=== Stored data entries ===
<<<<

PR #24, opened 2016-05-11
React/PT-68/Deep Linking

gbasile:
This PR implements: 

- deep-linking functionality required as part of the oauth story.
- Debug Screen, for the moment it contains only the deep-link view
- Basic navigator (swipe from the edge of the screen to go back)

Please have a deep look at this PR as we are implementing new stuff for the first time and probably there are much better ways to accomplish the same. 

Screenshots: 

BEFORE: 

| iOS | Android |
| --- | --- |
| 807064fc-1605-11e6-8cd5-cc8d3c8e97c4 | 889b64b0-1605-11e6-806d-78013a28e50c |

AFTER: 

| iOS | Android |
| --- | --- |
| ios | ezgif com-video-to-gif |

Paired with: 
@eduardb

### DIFF
--- a/ReactNative/ReactTwitter/android/app/src/main/java/com/reacttwitter/OauthIntentPackage.java
+++ b/ReactNative/ReactTwitter/android/app/src/main/java/com/reacttwitter/OauthIntentPackage.java
@@ -1,0 +1,48 @@
+package com.reacttwitter;
+
+import android.net.Uri;
+
+import com.facebook.react.ReactPackage;
+import com.facebook.react.bridge.JavaScriptModule;
+import com.facebook.react.bridge.NativeModule;
+import com.facebook.react.bridge.ReactApplicationContext;
+import com.facebook.react.uimanager.ViewManager;
+
+import java.util.ArrayList;
+import java.util.Collections;
+import java.util.List;
+
+/**
+ * Created by gbasile on 10/05/2016.
+ */
+public class OauthIntentPackage implements ReactPackage {
+
+    private OauthIntentModule intentModule;
+
+    @Override
+    public List<NativeModule> createNativeModules(ReactApplicationContext reactContext) {
+        List<NativeModule> modules = new ArrayList<>();
+        intentModule = new OauthIntentModule(reactContext);
+        modules.add(intentModule);
+        return modules;
+    }
+
+    @Override
+    public List<Class<? extends JavaScriptModule>> createJSModules() {
+        return Collections.emptyList();
+    }
+
+    @Override
+    public List<ViewManager> createViewManagers(ReactApplicationContext reactContext) {
+        return Collections.emptyList();
+    }
+
+    void handleOnNewIntent(Uri uri) {
+        if (intentModule == null) {
+            return;
+        }
+
+        intentModule.handleOnNewIntent(uri);
+    }
+
+}
--- a/ReactNative/ReactTwitter/android/app/src/main/java/com/reacttwitter/OauthIntentPackage.java
+++ b/ReactNative/ReactTwitter/android/app/src/main/java/com/reacttwitter/OauthIntentPackage.java
@@ -12,9 +12,6 @@ import java.util.ArrayList;
 import java.util.Collections;
 import java.util.List;
 
-/**
- * Created by gbasile on 10/05/2016.
- */
 public class OauthIntentPackage implements ReactPackage {
 
     private OauthIntentModule intentModule;
--- a/ReactNative/ReactTwitter/android/app/src/main/java/com/reacttwitter/OauthIntentPackage.java
+++ b/ReactNative/ReactTwitter/android/app/src/main/java/com/reacttwitter/OauthIntentPackage.java
@@ -38,10 +38,6 @@ public class OauthIntentPackage implements ReactPackage {
     }
 
     void handleOnNewIntent(Uri uri) {
-        if (intentModule == null) {
-            return;
-        }
-
         intentModule.handleOnNewIntent(uri);
     }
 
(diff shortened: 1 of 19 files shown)


ReactNative/ReactTwitter/core/views/deep-linking.js
```diff
@@ -0,0 +1,66 @@
+import React from 'react'
+import {
+  StyleSheet,
+  View,
+  Text
+} from 'react-native'
+
+var Button = require('react-native-button')
+var DeepLinkingFacade = require('../service/deep-linking-facade')
```
gbasile: Is there a way to get ride of all these relative path? There is no such thing as a DIR_ROOT variable?

ReactNative/ReactTwitter/core/views/main-navigator.js
```diff
@@ -0,0 +1,32 @@
+import React from 'react'
+import {
+  Navigator
+} from 'react-native'
+
+var DebugScreenView = require('./debug-screen.js')
+var DeepLinkingView = require('./deep-linking.js')
+
+const debugScreenID = 'debug-screen-identifier'
```
gbasile: Ideally we would like to define these constants inside our ViewComponents. Any better solutions to avoid these identifier hardcoded here?

ReactNative/ReactTwitter/android/app/src/main/java/com/reacttwitter/OauthIntentPackage.java
```diff
@@ -0,0 +1,44 @@
...
+import com.facebook.react.bridge.NativeModule;
+import com.facebook.react.bridge.ReactApplicationContext;
+import com.facebook.react.uimanager.ViewManager;
+
+import java.util.ArrayList;
+import java.util.Collections;
+import java.util.List;
+
+/**
+ * Created by gbasile on 10/05/2016.
```
frapontillo: 💣

ReactNative/ReactTwitter/core/service/deep-linking-facade.android.js
```diff
@@ -0,0 +1,21 @@
...
+
+class DeepLinkingFacade {
+
+  static newInstance () {
+    return new DeepLinkingFacade()
+  }
+
+  listenForDeepLinking () {
+    return oAuthIntentAndroid.registerForDeepLinking()
+      .then(function (event) { return event.url })
```
frapontillo: Use lambdas: `(event) => event.url`

ReactNative/ReactTwitter/core/service/deep-linking-facade.ios.js
```diff
@@ -0,0 +1,30 @@
...
+  }
+
+  constructor (linking) {
+    this.linking = linking
+  }
+
+  listenForDeepLinking () {
+    this.linking.removeEventListener('url', this._handleOpenURL)
+    this.linking.addEventListener('url', this._handleOpenURL)
+    return new Promise(function (resolve, reject) {
```
frapontillo: Why are you doing this?

ReactNative/ReactTwitter/core/views/deep-linking.js
frapontillo: You could, but this is how it's done.

ReactNative/ReactTwitter/core/views/main-navigator.js
frapontillo: You could put them in a "constant" module and export them, then get them with `require('../MyConstants').DEBUG_SCREEN_ID`.

ReactNative/ReactTwitter/core/service/deep-linking-facade.ios.js
gbasile: You mean the deep linking?

ReactNative/ReactTwitter/core/views/debug-screen.js
```diff
@@ -0,0 +1,57 @@
...
+        <Button
+          style={styles.button}
+          styleDisabled={styles.button_disabled}
+          onPress={this.pushDeepLinking}>Deep Linking</Button>
+      </View>
+    )
+  },
+
+  pushDeepLinking () {
+    this.props.navigator.push({id: 'deep-linking-identifier'})
```
danybony: 👍

ReactNative/ReactTwitter/core/service/deep-linking-facade.ios.js
frapontillo: No, I mean why are you removing and adding the event listener on every button click? So you can reset the promise?

ReactNative/ReactTwitter/core/views/deep-linking.js
```diff
@@ -0,0 +1,66 @@
...
+
+var DeepLinkingView = React.createClass({
+
+  getInitialState () {
+    console.log('Get initial state')
+    return {
+      facade: DeepLinkingFacade.newInstance(),
+      deepLinkUrl: '[incoming]'
```
danybony: Maybe better to init `deepLinkUrl` to an empty one?

ReactNative/ReactTwitter/core/service/deep-linking-facade.ios.js
gbasile: We wanted to be sure we don't register several times to the event listener. We end up with something that is not really clear, probably we should use a instance variable to know if we are already registered or not

frapontillo: I think this is Rx territory 😛

gbasile: ./francesco --verbose

frapontillo: Promises are for one shot, use-and-discard operations. What you're doing here is starting to listen to events the first time the button is clicked, then do something as soon as events come in.

_Ergo_, this should be an `Observable`, not a `Promise`.

But if this is only for demo reasons I would leave it like this.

>>>>

=== TRY IT ===
Send back the complete set of entries, exactly as shown above.

=== ANSWER TO THIS TASK ===
PR #24, opened 2016-05-11
React/PT-68/Deep Linking

gbasile:
This PR implements: 

- deep-linking functionality required as part of the oauth story.
- Debug Screen, for the moment it contains only the deep-link view
- Basic navigator (swipe from the edge of the screen to go back)

Please have a deep look at this PR as we are implementing new stuff for the first time and probably there are much better ways to accomplish the same. 

Screenshots: 

BEFORE: 

| iOS | Android |
| --- | --- |
| 807064fc-1605-11e6-8cd5-cc8d3c8e97c4 | 889b64b0-1605-11e6-806d-78013a28e50c |

AFTER: 

| iOS | Android |
| --- | --- |
| ios | ezgif com-video-to-gif |

Paired with: 
@eduardb

### DIFF
--- a/ReactNative/ReactTwitter/android/app/src/main/java/com/reacttwitter/OauthIntentPackage.java
+++ b/ReactNative/ReactTwitter/android/app/src/main/java/com/reacttwitter/OauthIntentPackage.java
@@ -1,0 +1,48 @@
+package com.reacttwitter;
+
+import android.net.Uri;
+
+import com.facebook.react.ReactPackage;
+import com.facebook.react.bridge.JavaScriptModule;
+import com.facebook.react.bridge.NativeModule;
+import com.facebook.react.bridge.ReactApplicationContext;
+import com.facebook.react.uimanager.ViewManager;
+
+import java.util.ArrayList;
+import java.util.Collections;
+import java.util.List;
+
+/**
+ * Created by gbasile on 10/05/2016.
+ */
+public class OauthIntentPackage implements ReactPackage {
+
+    private OauthIntentModule intentModule;
+
+    @Override
+    public List<NativeModule> createNativeModules(ReactApplicationContext reactContext) {
+        List<NativeModule> modules = new ArrayList<>();
+        intentModule = new OauthIntentModule(reactContext);
+        modules.add(intentModule);
+        return modules;
+    }
+
+    @Override
+    public List<Class<? extends JavaScriptModule>> createJSModules() {
+        return Collections.emptyList();
+    }
+
+    @Override
+    public List<ViewManager> createViewManagers(ReactApplicationContext reactContext) {
+        return Collections.emptyList();
+    }
+
+    void handleOnNewIntent(Uri uri) {
+        if (intentModule == null) {
+            return;
+        }
+
+        intentModule.handleOnNewIntent(uri);
+    }
+
+}
--- a/ReactNative/ReactTwitter/android/app/src/main/java/com/reacttwitter/OauthIntentPackage.java
+++ b/ReactNative/ReactTwitter/android/app/src/main/java/com/reacttwitter/OauthIntentPackage.java
@@ -12,9 +12,6 @@ import java.util.ArrayList;
 import java.util.Collections;
 import java.util.List;
 
-/**
- * Created by gbasile on 10/05/2016.
- */
 public class OauthIntentPackage implements ReactPackage {
 
     private OauthIntentModule intentModule;
--- a/ReactNative/ReactTwitter/android/app/src/main/java/com/reacttwitter/OauthIntentPackage.java
+++ b/ReactNative/ReactTwitter/android/app/src/main/java/com/reacttwitter/OauthIntentPackage.java
@@ -38,10 +38,6 @@ public class OauthIntentPackage implements ReactPackage {
     }
 
     void handleOnNewIntent(Uri uri) {
-        if (intentModule == null) {
-            return;
-        }
-
         intentModule.handleOnNewIntent(uri);
     }
 
(diff shortened: 1 of 19 files shown)


ReactNative/ReactTwitter/core/views/deep-linking.js
```diff
@@ -0,0 +1,66 @@
+import React from 'react'
+import {
+  StyleSheet,
+  View,
+  Text
+} from 'react-native'
+
+var Button = require('react-native-button')
+var DeepLinkingFacade = require('../service/deep-linking-facade')
```
gbasile: Is there a way to get ride of all these relative path? There is no such thing as a DIR_ROOT variable?

ReactNative/ReactTwitter/core/views/main-navigator.js
```diff
@@ -0,0 +1,32 @@
+import React from 'react'
+import {
+  Navigator
+} from 'react-native'
+
+var DebugScreenView = require('./debug-screen.js')
+var DeepLinkingView = require('./deep-linking.js')
+
+const debugScreenID = 'debug-screen-identifier'
```
gbasile: Ideally we would like to define these constants inside our ViewComponents. Any better solutions to avoid these identifier hardcoded here?

ReactNative/ReactTwitter/android/app/src/main/java/com/reacttwitter/OauthIntentPackage.java
```diff
@@ -0,0 +1,44 @@
...
+import com.facebook.react.bridge.NativeModule;
+import com.facebook.react.bridge.ReactApplicationContext;
+import com.facebook.react.uimanager.ViewManager;
+
+import java.util.ArrayList;
+import java.util.Collections;
+import java.util.List;
+
+/**
+ * Created by gbasile on 10/05/2016.
```
frapontillo: 💣

ReactNative/ReactTwitter/core/service/deep-linking-facade.android.js
```diff
@@ -0,0 +1,21 @@
...
+
+class DeepLinkingFacade {
+
+  static newInstance () {
+    return new DeepLinkingFacade()
+  }
+
+  listenForDeepLinking () {
+    return oAuthIntentAndroid.registerForDeepLinking()
+      .then(function (event) { return event.url })
```
frapontillo: Use lambdas: `(event) => event.url`

ReactNative/ReactTwitter/core/service/deep-linking-facade.ios.js
```diff
@@ -0,0 +1,30 @@
...
+  }
+
+  constructor (linking) {
+    this.linking = linking
+  }
+
+  listenForDeepLinking () {
+    this.linking.removeEventListener('url', this._handleOpenURL)
+    this.linking.addEventListener('url', this._handleOpenURL)
+    return new Promise(function (resolve, reject) {
```
frapontillo: Why are you doing this?

ReactNative/ReactTwitter/core/views/deep-linking.js
frapontillo: You could, but this is how it's done.

ReactNative/ReactTwitter/core/views/main-navigator.js
frapontillo: You could put them in a "constant" module and export them, then get them with `require('../MyConstants').DEBUG_SCREEN_ID`.

ReactNative/ReactTwitter/core/service/deep-linking-facade.ios.js
gbasile: You mean the deep linking?

ReactNative/ReactTwitter/core/views/debug-screen.js
```diff
@@ -0,0 +1,57 @@
...
+        <Button
+          style={styles.button}
+          styleDisabled={styles.button_disabled}
+          onPress={this.pushDeepLinking}>Deep Linking</Button>
+      </View>
+    )
+  },
+
+  pushDeepLinking () {
+    this.props.navigator.push({id: 'deep-linking-identifier'})
```
danybony: 👍

ReactNative/ReactTwitter/core/service/deep-linking-facade.ios.js
frapontillo: No, I mean why are you removing and adding the event listener on every button click? So you can reset the promise?

ReactNative/ReactTwitter/core/views/deep-linking.js
```diff
@@ -0,0 +1,66 @@
...
+
+var DeepLinkingView = React.createClass({
+
+  getInitialState () {
+    console.log('Get initial state')
+    return {
+      facade: DeepLinkingFacade.newInstance(),
+      deepLinkUrl: '[incoming]'
```
danybony: Maybe better to init `deepLinkUrl` to an empty one?

ReactNative/ReactTwitter/core/service/deep-linking-facade.ios.js
gbasile: We wanted to be sure we don't register several times to the event listener. We end up with something that is not really clear, probably we should use a instance variable to know if we are already registered or not

frapontillo: I think this is Rx territory 😛

gbasile: ./francesco --verbose

frapontillo: Promises are for one shot, use-and-discard operations. What you're doing here is starting to listen to events the first time the button is clicked, then do something as soon as events come in.

_Ergo_, this should be an `Observable`, not a `Promise`.

But if this is only for demo reasons I would leave it like this.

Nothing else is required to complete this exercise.